Where a line of the records contains the word "based", show that line.

[Stored data entries]
[Start of section]

PR #1339, opened 2026-01-21
Update timeline viewer notebooks with circuit duration estimates

bharat-thotakura:
Updates the `ibmq_dd_strategies_qss.ipynb` notebook to not use the retired `"ibmq_brisbane_qpu"`, and gets circuit duration estimates for `ibmq_compile_*.ipynb` to fix the recent failing notebook checks.

Note: After https://github.com/Infleqtion/client-superstaq/pull/1334, setting circuit durations is no longer done manually. Instead, as recommended, the notebooks use the `.estimate_duration()` method to determine the circuit duration value (at least until the duration setting is supported/needed in `qiskit`). This is necessary as `qiskit`'s timeline drawer seems to call `load_program()` which [then checks `program._duration`](https://github.com/Qiskit/qiskit/blob/aedc6f0aaad5b4a51d972b276017c64a3f9c0a19/qiskit/visualization/timeline/core.py#L263)


docs/source/optimizations/ibm/ibmq_compile_css.ipynb
```diff
@@ -334,31 +337,45 @@
...
    "execution_count": 10,
+   "id": "fc6cf4cc",
+   "metadata": {},
+   "outputs": [],
+   "source": [
+    "# Estimate circuit durations for the timeline drawer\n",
+    "pulse_circuits = []\n",
+    "for pg_circ in pulse_gate_circuits:\n",
+    "    pg_circ.duration = pg_circ.estimate_duration(backend_target, unit=\"dt\")\n",
+    "    pulse_circuits.append(pg_circ)"
```
richrines1: why do we need to create a new list here? it looks like the items in the original list are being updated in-place so we could keep using `pulse_gate_circuits` below
```suggestion
    "for pg_circ in pulse_gate_circuits:\n",
    "    pg_circ.duration = pg_circ.estimate_duration(backend_target, unit=\"dt\")\n",
```

docs/source/optimizations/ibm/ibmq_compile_qss.ipynb
```diff
@@ -307,31 +310,45 @@
...
+   "id": "ad90e8aa",
+   "metadata": {},
+   "outputs": [],
+   "source": [
+    "# Estimate circuit durations for the timeline drawer\n",
+    "pulse_circuits = []\n",
+    "for pg_qc in pulse_gate_circuits:\n",
+    "    pg_qc.duration = pg_qc.estimate_duration(backend_target, unit=\"dt\")\n",
+    "    pulse_circuits.append(pg_qc)"
+   ]
```
richrines1, line 320: (ditto)

docs/source/optimizations/ibm/ibmq_compile_css.ipynb
bharat-thotakura: Yeah, we don't, was an oversight on my part. Updated in https://github.com/Infleqtion/client-superstaq/pull/1339/commits/4e6c25e28b643b088e1480e213d55260d6e487cc

PR #1350, opened 2026-02-24
correct job type inference

richrines1:
currently jobs submitted to external targets ending in "_simulator" are marked as `JobType.SIMULATE`, however these should be treated as normal submissions ("simulate" is reserved for local simulations by superstaq)


general-superstaq/general_superstaq/superstaq_client_test.py
```diff
@@ -422,10 +422,12 @@ def test_supertstaq_client_create_job(
     else:
         job_type = "submit"
         sim_method = None
-        if target.endswith("_simulator") or method == "sim":
+        if method == "sim":
             job_type = "simulate"
             if method == "sim":
```
cdbf1: Is this second conditional necessary as it's within a conditional block where `method` is already `"sim"`?

cdbf1 (approved):
One nit otherwise lgtm

general-superstaq/general_superstaq/superstaq_client_test.py
richrines1: oops nope good catch

PR #3014, opened 2026-01-16
Update DefaultActionFactory.java

AndresBC-123:


marcbaechinger:
If you want this pull to be processed please make a pull against the `main` branch rather than the release branch.

For the exact change in that file, can you give us some background on what you are trying to achieve with this public method that gives you the `PendingIntent`? Without any further reasoning I don't think just making this method public on the `DefaultActionFactory`  makes sense.

I'm happy to support you to achieve your goals with our code if you provide more information.

PR #3038, opened 2026-01-30
Ability to pass a FactoryInstance to WaveformAudioBufferSink which will create custom WaveformBar instances

SathyaTadepalli:
If a consumer app wants to override the behavior of WaveformBar it is not possible, because the creation is happening internally in WaveformAudioBufferSink.
One option is to have a override constructor for WaveformAudioBufferSink, which takes an Factory that will be responsible for creating WaveformBar.
Consumer app can pass this factory instance and create custom WaveformBar instances.
The current constructor which is present will be still available and the current WaveformBar will be created.
There will be no impact in current behavior

Added unit test for the custom factory.

### DIFF
--- a/libraries/exoplayer/src/main/java/androidx/media3/exoplayer/audio/WaveformAudioBufferSink.java
+++ b/libraries/exoplayer/src/main/java/androidx/media3/exoplayer/audio/WaveformAudioBufferSink.java
@@ -89,6 +89,13 @@ public class WaveformAudioBufferSink implements TeeAudioProcessor.AudioBufferSin
     void onNewWaveformBar(int channelIndex, WaveformBar waveformBar);
   }
 
+  public static class WaveformBarFactory {
+    /** Called when a new waveform bar has to be created */
+    WaveformBar createWaveformBar() {
+      return new WaveformBar();
+    }
+  }
+
   private final int barsPerSecond;
   private final Listener listener;
   private final SparseArray<WaveformBar> outputChannels;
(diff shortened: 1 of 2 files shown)


icbaker:
This is a duplicate of https://github.com/androidx/media/pull/2998 which was closed because the CLA was not signed after 3 weeks. The CLA still appears to be unsigned. Please sign the CLA.

SathyaTadepalli:
> * cla/google

I have signed it yesterday.

icbaker:
Thanks, I've re-run it and it's passing now.

kim-vde:
Hi - would it be possible to open a new PR from an individual-owned fork? We can't push changes to organization-owned forks like this one unless we have collaborator access. If that's not possible then we can still merge this PR but it will result in an ['evil' merge](https://git-scm.com/docs/gitglossary#Documentation/gitglossary.txt-aiddefevilmergeaevilmerge). See more info here: https://github.com/androidx/media/blob/release/CONTRIBUTING.md#push-access-to-pr-branches

libraries/exoplayer/src/main/java/androidx/media3/exoplayer/audio/WaveformAudioBufferSink.java
```diff
@@ -98,6 +105,13 @@ public interface Listener {
   private @MonotonicNonNull ChannelMixingMatrix channelMixingMatrix;
   private int samplesPerBar;
 
+  private WaveformBarFactory waveformBarFactory;
+
+  /**
+   * Default factory instance that creates standard WaveformBar objects.
+   */
+  private static final WaveformBarFactory DEFAULT_WAVEFORM_BAR_FACTORY = new WaveformBarFactory();
```
kim-vde, line 113: We usually use interfaces to allow customization. Could you make WaveformBar an interface?

Issue #2855, opened 2025-10-17
How to prevent offload gapless playback based on metadata?


nift4:
I'm working on a ReplayGain implementation for my music player. To ensure battery usage is low, I want to make offload work with it as well.
ReplayGain handles files with low volume by increasing the volume above 100%. Clipping is considered, so this is only done if a file has a low peak volume and silence in upper part of headroom. Increasing volume above 100% without compression (not needed since after increasing the volume, files still won't clip) can only be achieved using DynamicsProcessing in Android, not using AudioTrack.setVolume() which is capped at 100%. So I need to update DynamicsProcessing parameter synchronized with song change.
However when using gapless offload, it's hard to time the change correctly as it already processes start of next file before current one is done playing. Hence I need to prevent offload gapless if gain changes. However offload gapless should still work if gain is the same (to allow gapless albums to still be played gapless). The gain is stored in Format.Metadata tags.
I am implementing this in a decorating AudioSink to ensure I can update effect settings before frames are written to AudioTrack. Is there any way to prevent offload gapless this way if gain is different?

andrewlewis:
Just to check on this point:

> it's hard to time the change correctly as it already processes start of next file before current one is done playing

I thought the audiofx implementations (including [DynamicsProcessing](https://developer.android.com/reference/android/media/audiofx/DynamicsProcessing)) were implemented in the HAL so any changes take effect almost immediately even when using offload. So you just need to time the reconfiguration of the audio effect to the moment at which the new track starts playing? (Synchronization/timing still won't be perfect, but if it's a seamless, gapless transition then metadata shouldn't change drastically between the pieces of the content.)

To put it another way, I think you need to time the changes based on the player position, not based on the audio writing position (which can be way ahead in media time when using offload).

nift4:
> so any changes take effect almost immediately even when using offload

I am not sure if HAL guarantees that, I would assume HAL uses large-ish buffers internally to save power and hence changes are applied with some latency. My assumption is that if I have not given it any frames, then it cannot have already processed them, so this would allow perfect synchronization as long as there's a gap. But I did not test this properly so far (even if I did, I'd need to test all major SoC vendors seperately for the results to be meaningful, I suppose.)

> (Synchronization/timing still won't be perfect, but if it's a seamless, gapless transition then metadata shouldn't change drastically between the pieces of the content.)

[...]

PR #3039, opened 2026-01-30
Ask the audio output whether it wants to be reused

nift4:
as discussed with @andrewlewis, this is required for ReplayGain in offload mode to sometimes prevent gapless mode to avoid music being too loud for a short amount of time (as there is no way to change effect settings during gapless track transition). To detect the ReplayGain data, Format.metadata is required which is available through FormatConfig parameter.

### DIFF
--- a/libraries/exoplayer/src/main/java/androidx/media3/exoplayer/audio/AudioOutput.java
+++ b/libraries/exoplayer/src/main/java/androidx/media3/exoplayer/audio/AudioOutput.java
@@ -22,6 +22,8 @@ import androidx.media3.common.C;
 import androidx.media3.common.PlaybackParameters;
 import androidx.media3.common.util.UnstableApi;
 import androidx.media3.exoplayer.analytics.PlayerId;
+import androidx.media3.exoplayer.audio.AudioOutputProvider.FormatConfig;
+import androidx.media3.exoplayer.audio.AudioOutputProvider.OutputConfig;
 import java.nio.ByteBuffer;
 
 /** An interface to wrap an object that can play audio, like an {@link AudioTrack}. */
@@ -169,6 +171,13 @@ public interface AudioOutput {
   /** Sets the {@link PlayerId} on the audio output. */
   @UnstableApi
   default void setPlayerId(PlayerId playerId) {}
+
+  /** Returns if the configurations are sufficiently compatible to reuse this audio output. */
+  @UnstableApi
+  default boolean canReuseAudioOutput(
+      OutputConfig currentConfig, FormatConfig newFormat, OutputConfig newConfig) {
+    return newConfig.equals(currentConfig);
+  }
 
   /** Attaches an auxiliary effect to the output. */
   void attachAuxEffect(int effectId);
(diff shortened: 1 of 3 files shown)


tonihei:
I'm not entirely certain this is the right place for this customization. If the `OutputConfig` changes, then it seems there is no chance we can reuse the existing `AudioOutput`, so the only remaining decision point is whether the `AudioOutput` should be recreated despite the exact same config. At this point, there isn't really an obvious signal at the `AudioOutput` abstraction layer that would prevent it from being reused. 

Sounds like you discussed this with @andrewlewis before, but could you describe in more detail what you want to achieve and which API calls you'd to make and then? For example, I'm not sure how'd apply effects to offload playback because they data is still encoded (and PCM offload not yet supported).

nift4:
Hi @tonihei,

> If the OutputConfig changes, then it seems there is no chance we can reuse the existing AudioOutput

This doesn't apply if the AudioOutput doesn't use AudioTrack (such as using libusb and android USB host API for USB DAC), as then some concepts of AudioTrack (such as AudioAttributes) are completely irrelevant, so even if they change, AudioOutput can be reused as long as nothing more significant (sample rate, etc) changed.

That is irrelevant to the primary purpose of the PR (which is described below), but I had this in mind when creating this change as, if a new API is added to ExoPlayer, it makes sense to fulfill all reasonable use cases applicable.

> but could you describe in more detail what you want to achieve and which API calls you'd to make and then? For example, I'm not sure how'd apply effects to offload playback because they data is still encoded (and PCM offload not yet supported).

Platform AudioFX API supports applying effect to compressed offload playback, by describing the modifications that have to be done to the audio in a common structure, and DSP code provided by platform/device will apply it after decoding.

For example: https://developer.android.com/reference/android/media/audiofx/DynamicsProcessing
with the https://developer.android.com/reference/android/media/audiofx/DynamicsProcessing#setPostEqAllChannelsTo(android.media.audiofx.DynamicsProcessing.Eq) API

Not every device supports this, but those that do (such as modern Pixel devices) allow more audio usecases that require DSP to still use compressed offload.

Now the reason why audio output reuse need to be prevented is that this AudioFX API has no way to fence any changes to a specific audio timestamp, they will always be applied "as soon as possible, but best effort basis". 

ReplayGain adds a loudness change value that has to be applied by player to ID3/Vorbis comment metadata. But it is critical to only apply this to correct song. So if there is offload gapless transition between song A and B, but they have very different gain value, and accidentally gain value of B (let's say +10dB) would be applied to song A (normally could have -8dB for example) which is already very loud in the compressed data, we would play back the last few frames at +18dB above the expected volume and that could cause user's ears to bleed.

To sidestep the issue, we don't reuse audio output and hence prevent offload gapless transition (but ONLY if the gain value is different. for songs in same album, it would be the same, so gapless album playback can still function as intended). Instead, we wait until old audio output is done playing all data, then create new one. And during creating of new one, the customized audio output will first call AudioFX API to apply new gain, which will apply from the very first frame of the new audio output, and then create the audio output. This works well for the simple reason that frames that aren't yet written into AudioOutput cannot be buffered by AudioFX system.

andrewlewis:
I think the context for this was https://github.com/androidx/media/issues/2855.

tonihei:
Thanks for the additional details!

> This doesn't apply if the AudioOutput doesn't use AudioTrack (such as using libusb and android USB host API for USB DAC), as then some concepts of AudioTrack (such as AudioAttributes) are completely irrelevant, so even if they change, AudioOutput can be reused as long as nothing more significant (sample rate, etc) changed.

That's a good motivating example for why this makes sense in general.

> Platform AudioFX API supports applying effect to compressed offload playback

That makes sense too, I didn't consider effects applied at this level. 

I'll start the merge process for this PR.

nift4:
Thanks for the quick review, again!

Issue #3045, opened 2026-02-03
Some subtitle formats are not recognized


mobd:
### Version

Media3 main branch

### Devices that reproduce the issue

Xiaomi 14 running Android 16

### Reproducible in the demo app?

Yes

### Reproduction steps

1. Save the following text in an .srt file
```
1
0:00:00.00 --> 0:00:20.00
test
```
2. Play some media
3. Select the .srt file

### Expected result

Subtitles are displayed

### Actual result

No subtitles are shown.

### Media

Not applicable

### Bug Report

- [ ] You will email the zip file produced by `adb bugreport` to android-media-github@google.com after filing this issue.

mobd:
This format is used by some online players. It is handled correctly by VLC. The only difference between this and a normal .srt file is the formatting of timestamps:
`0:00:00.00` instead of `00:00:00,000`

According to [this comment ](https://github.com/recloudstream/cloudstream/issues/2476#issuecomment-3837939675) the issue is with the regex used:
```
\s*((?:(\d+):)?(\d+):(\d+)(?:,(\d{3}))?)\s*-->\s*((?:(\d+):)?(\d+):(\d+)(?:,(\d{3}))?)\s*
```
This will not match "0:00:00.00 --> 0:00:20.00" and gives "Skipping invalid timing".

icbaker:
Do you have a spec reference for the SubRip format that allows a `.` decimal separator and only 2 digits of fractional seconds?

On [wikipedia](https://en.wikipedia.org/wiki/SubRip#Format) it seems to be strictly defined as `,` and 3 digits:

> The timecode format used is hours:minutes:seconds,milliseconds with time units fixed to two zero-padded digits and fractions fixed to three zero-padded digits (00:00:00,000). The comma (,) is used for fractional separator.

This [Library of Congress page](https://loc.gov/preservation/digital/formats//fdd/fdd000569.shtml) looks similar:

> Timecode format: hours:minutes:seconds,milliseconds (00:00:00,000)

[End of section]

_EXERCISE SOLUTION_.
How to prevent offload gapless playback based on metadata?
To put it another way, I think you need to time the changes based on the player position, not based on the audio writing position (which can be way ahead in media time when using offload).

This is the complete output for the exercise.